Earlier, "Evah"'s introduction dips into the self-referentiality the band flirted with on Fiction, featuring a diced-up, looped Daniel asking Eno to record his studio talkback. Two songs later, all manner of discordance enters and exits the reverb-heavy mix of the appropriately titled "Eddie's Ragga", which developed from a jam session with Eddie Robert of Daniel-produced Austinites I Love You But I've Chosen Darkness. Ga Ga's most intriguing sonic creation, however, is the song which takes the dub influence in the furthest direction: "The Ghost of You Lingers". A return to Moonlight's spooky sonic variegation, "Ghost"'s pounding, echoed piano feels like a merged memory of the jabbed guitar from "Small Stakes" with "Paper Tiger"'s moody expressionism. Daniel's unmistakable voice is a distant, gothic wail here, as he mourns his missing love with characteristic jargon: "We put on a clinic/ If you were here would you calm me down or settle the score."
Daniel's gift for non-mawkish romanticism results in both Ga Ga's best moments, and three of the best songs the band has yet create. Especially on Girls Can Tell, Spoon's always flirted with straight-up blue-eyed soul, and "You Got Yr Cherry Bomb" is their full-on take-off of Elvis Costello's Motown M.O. on Get Happy! (perhaps purposefully, then, the album's bonus disc is titled Get Nice!). Backed by an irresistible Holland-Dozier-Holland gospel-pop-stomp, "Cherry Bomb" re-imagines the heart/sleeve cliché as a vivid bicep tattoo, as Daniel implores his love to three-point-turn and chill out. Ga Ga's real bang happens at its close, however, with the one-two send-off of "Feelings" and "Black Like Me". The former, which ostensibly documents a Memphis-based isolation, features a handclap-accompanied chorus as energized and unremittingly hopeful as Daniel's ever been: "Sometimes I think that I'll find a love/ One that's gonna change my heart/ I'll find it in Commercial Appeal/ And then this heartache'll get chased away."

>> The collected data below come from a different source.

Issue #40, opened 2022-12-19
Introduce Text Labels to the protocol


yk:
Text labels are labels that can be assigned to any piece of text the user interacts with.
Examples are:
- contains toxic language
- encourages illegal activity
- good quality
- bad quality
- is spam

These should be introduced into the protocol

PR #135, opened 2022-12-29
Rewrite with `hikari`

AlexanderHOtt:
This is a basic structure for the discord bot. None of the features have been implemented yet.


discord-bot/bot/config.py
```diff
@@ -0,0 +1,37 @@
...
+
+from dotenv import load_dotenv
+
+load_dotenv()
+
+logger = logging.getLogger(__name__)
+
+
+@dataclass
+class Config:
```
andreaskoepf, line 16: Could you please use a [pydantic settings](https://docs.pydantic.dev/usage/settings/) class here?

discord-bot/flake8-requirements.txt
```diff
@@ -0,0 +1,26 @@
+flake8==6.0.0
+
+# Plugins
+
+Flake8-pyproject                 # use the pyproject.toml as the config file
+flake8-bandit                    # runs bandit
```
andreaskoepf, line 6: Is this necessary? we have project-wide settings in place via pre-commit...

discord-bot/noxfile.py
```diff
@@ -0,0 +1,33 @@
+# -*- coding=utf-8 -*-
+"""Automated linting, formatting, and typechecking."""
+import nox
+from nox.sessions import Session
+
+
```
andreaskoepf, line 6: we use pre-commit .. please do not add other project-specific style enforcement tools!

discord-bot/pyproject.toml
```diff
@@ -0,0 +1,47 @@
+[project]
+name = "Open-Assistant Discord Bot"
+version = "0.0.1"
+
+[tool.black]
```
andreaskoepf, line 5: same goes here .. please no new toml file!

discord-bot/bot/extensions/example.py
```diff
@@ -0,0 +1,406 @@
+# -*- coding: utf-8 -*-
+"""Example plugins for reference.
+
```
andreaskoepf, line 3: why do we need this 406 lines example file in the project? Could you maybe link this in a readme?

discord-bot/bot/config.py
```diff
@@ -0,0 +1,37 @@
...
+        token = getenv("TOKEN", None)
+
+        if token is None:
+            logger.error("Invalid token, please set the TOKEN environment variable.")
+            exit(1)
+
+        return cls(
+            token=token,
+            declare_global_commands=int(getenv("DECLARE_GLOBAL_COMMANDS", 0)),
+            owner_ids=[int(x) for x in getenv("OWNER_IDS", "").split(",")],
```
andreaskoepf, line 35: see example from pydantic docs...
```
class Settings(BaseSettings):
    numbers: list[int]

    class Config:
        @classmethod
        def parse_env_var(cls, field_name: str, raw_val: str) -> Any:
            if field_name == 'numbers':
                return [int(x) for x in raw_val.split(',')]
            return cls.json_loads(raw_val)
```

andreaskoepf:
We will keep this PR open until we hit feature parity.

discord-bot/bot/extensions/tasks.py
```diff
@@ -0,0 +1,304 @@
...
+        await ctx.respond("Timed out waiting for response")
+        return
+
+    if event.content is None:
+        await ctx.respond("No content in message")
+        return
+    ratings = event.content.replace(" ", "").split(",")
+
+    # Check if the ratings are valid
+    if len(ratings) != 5:
```
andreaskoepf, line 274: this is not always 5, it depends on the number of elements in the task.

discord-bot/bot/extensions/tasks.py
```diff
@@ -0,0 +1,304 @@
...
+        self.presses = []
+        await ctx.respond(f"Received response: {button.label}", flags=hikari.MessageFlag.EPHEMERAL)
+
+
+class SelectRating(miru.View):
+    """View for rating a task with a select menu."""
+
+    @miru.select(
+        options=[
+            hikari.SelectMenuOption(
```
andreaskoepf, line 219: There is `scale: RatingScale` that defines min and max for the rating.

discord-bot/bot/extensions/tasks.py
```diff
@@ -0,0 +1,304 @@
...
+    choices=[hikari.CommandChoice(name=task.split(".")[-1], value=task) for task in TaskRequestType],
+    required=False,
+    default=TaskRequestType.summarize_story,
+    type=str,
+)
+@lightbulb.command("task_dm", "Request a task from the backend.", ephemeral=True)
+@lightbulb.implements(lightbulb.SlashCommand, lightbulb.PrefixCommand)
+async def task_dm(ctx: lightbulb.Context):
+    """Request a task from the backend."""
+    await ctx.respond("Please complete the task in your DMs")
```
andreaskoepf, line 81: these hard-coded message strings should ideally be moved outside the main code files for people to edit.

AlexanderHOtt:
I think the bot now has feature parity, correct me if I'm wrong.

# Tasks

- [x] `/work` to start a new task
(In the server)
image
(In DMs)
image
- [x] User can select which type of task (`rate_summary` and `summarize_story` are not implemented yet)
image
- [x] Correct API interaction though the api client.
- [x] Timeout/cancel handling (Accepting the task is a 1 min timeout, responding to the task is a 1 hour timeout)
image

- [x] Embed templates (these are not "quickly editable" by people who unfamiliar with code, but they look a lot better)
image


# Text Labels

- [ ] text labels through a message context menu
I'm not sure how to report these to the backend yet, but the frontend is working.
I chose to let the user edit what text they are labeling, but I do keep track if they edit the message. Should I change this?
image
image
image
image

# Log Channel Configuration
- [x] `/settings log_channel` to set the log channel the bot sends completed task messages to.
image
- [x] `/settings get` to get the current server settings
image


I'll start cleaning up the code, here are my plans so far, but please mention anything that is missing.

Immediate
- [ ] address `TODO` comments
- [ ] backend text labeling
- [ ] switch logging to `loguru` and add more + better log messages
- [ ] switch bot config to `pydantic`
- [ ] switch nox sessions to precommit-hooks
- [ ] move example.py to a markdown file
- [ ] document codebase structure
- [ ] docker setup (maybe?)

Quality of life / UI
- [ ] improve bot message wording
- [ ] switch most (if not all) bot messages to embeds
- [ ] move all user facing messages (embeds) to a central place
- [ ] add better images to embeds
- [ ] `/help`
- [ ] `/tutorial`

Waiting on
- [ ] leaderboard / points

AlexanderHOtt:
@yk you created #40, did you mean that users can add text labels to task responses or to _any_ message?

discord-bot/bot/settings.py
```diff
@@ -0,0 +1,15 @@
...
+class Settings(BaseSettings):
+    """Settings for the bot."""
+
+    token: str = Field(env="TOKEN", default="")
+    declare_global_commands: int = Field(env="DECLARE_GLOBAL_COMMANDS", default=0)
+    owner_ids: list[int] = Field(env="OWNER_IDS", default_factory=list)
+    prefix: str = Field(env="PREFIX", default="./")
+
+    class Config(BaseSettings.Config):
+        env_file = ".env"
```
andreaskoepf, line 15: Could you please add `case_sensitive = False`, I guess it is default in pydantic but just to be explicit (since unix env names normally capitalized).

andreaskoepf (commented):
LGTM. API settings should be read from conf and I am still not sure about the large example file. Is this something special that you wrote specific for the project or is it something which is on the net and we could simply link to it? Currently it looks like a bit of junk (e.g. we also do not include full manual and examples to all other libs we use).

The comments that I made regarding the messages, external string-table/templates etc. could be addressed later after merging this. We should review the overall interaction concept first.

AlexanderHOtt:
About the example file, it’s something I wrote to help new contributors get up to speed quickly with hikari. There are some examples online, but they are spread all over the place. I want to include it somewhere, even if that is in the project wiki or a gist.

discord-bot/bot/settings.py
yk: 1. I don't think there's a need to inherit form `BaseSettings.Config`, I think they're merged automatically
2. maybe it's worth (in the future) to make a base settings class of our own where we have things like case sensitivity and the presence of a `.env` file in.

yk:
> About the example file, it’s something I wrote to help new contributors get up to speed quickly with hikari. There are some examples online, but they are spread all over the place. I want to include it somewhere, even if that is in the project wiki or a gist.

I think the ideal way would be to put it into a gist, or maybe you already have it somewhere in an open repo, then link to that in `discord-bot/README.md`. Although I'm not particularly against having examples, but ideally these come in the form of unit tests, which I can see is a bit tricky with discord. So no strong opinions, but if the file exists somewhere already or if a gist is fine, then I think a link would be perfect. Otherwise including it seems ok.

discord-bot/bot/extensions/tasks.py
AlexanderHOtt: the `tasks.py` file was for testing different types of user input. If we decide to go with select menus for rating, I will update the code in `work.py`. I'll rename `task.py` to `task_tests.py` to make that more clear.

discord-bot/bot/settings.py
AlexanderHOtt: > 1. I don't think there's a need to inherit form `BaseSettings.Config`, I think they're merged automatically
> 2. maybe it's worth (in the future) to make a base settings class of our own where we have things like case sensitivity and the presence of a `.env` file in.

When I don't inherit, I get an error from my type-checker
```
"Config" overrides symbol of same name in class "BaseSettings"
  "discord-bot.bot.settings.Settings.Config" is incompatible with "pydantic.env_settings.BaseSettings.Config"
  Type "Type[Config]" cannot be assigned to type "Type[Config]"

Pylance[reportIncompatibleVariableOverride]
```
The message is a bit cryptic, but because we are subclassing `pydantic.BaseSettings`, we need to keep the types the same (including `class Config` which inherits from `pydantic.BaseConfig`, but we can't just inherit from `pydantic.BaseConfig`, we have to inherit from `pydantic.BaseSettings.Config`). This "defining a class inside a class" always confused me a bit, but I guess it works. I could add a `# type: ignore` comment, but inheriting make more sense to me.

andreaskoepf (approved):
OK, ready for bot replacement.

"Black"'s melodic melancholy-- backed by a weeping piano/guitar motif that recalls Let it Bleed-- is simply gorgeous. Has Daniel ever written a lyric more crushing in its confused simplicity than "I'm in need of someone to take care of me tonight"? Rather than attempt to relate with someone who's already taken leave, he splits, and so, apparently, does his mind. During the internalized call-and-response that follows, he appeals: "All the weird kids up front/ Tell me what you know you want." Thus, at the end of his emotional rope, he crosses the fourth wall and reveals the aching coda as a mutually lived performance.
With Ga Ga Ga Ga Ga, Spoon have once again found a gray area between the poles of pop accessibility and untested studio theorizing, modifying a formula that has grown to feel familiar even as it wanders, and refusing to square the circle while doing so. Through whatever process they use, the band has also managed to create yet another wonderfully singular indie rock record, unafraid of unfettered passion or self-sabotage, and which affirms a shrouded, hybrid style as unquestionably theirs. Perhaps it is fitting to refer to Ga Ga, and Spoon albums on the whole, as growers, then, but with a different definition: one that takes into account the bands continual, and continually rewarding, approach to creative maturation.